**What needs to be done:** Report back every line below that carries the word "brtkx".

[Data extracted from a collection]
* * * * * * * * *

PR #302, opened 2026-07-07
feat(react-ui): replace Icon zerodevLogo with a dedicated ZeroDevLogo component

brtkx:


packages/wallet-react-ui/src/shared/components/PoweredBy/PoweredBy.test.tsx
brtkx, line 1: Circular tests and tests asserting for styling. Removed.

OmarBasem (approved):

* * * * * * * * *

**Response box:**
brtkx:
brtkx, line 1: Circular tests and tests asserting for styling. Removed.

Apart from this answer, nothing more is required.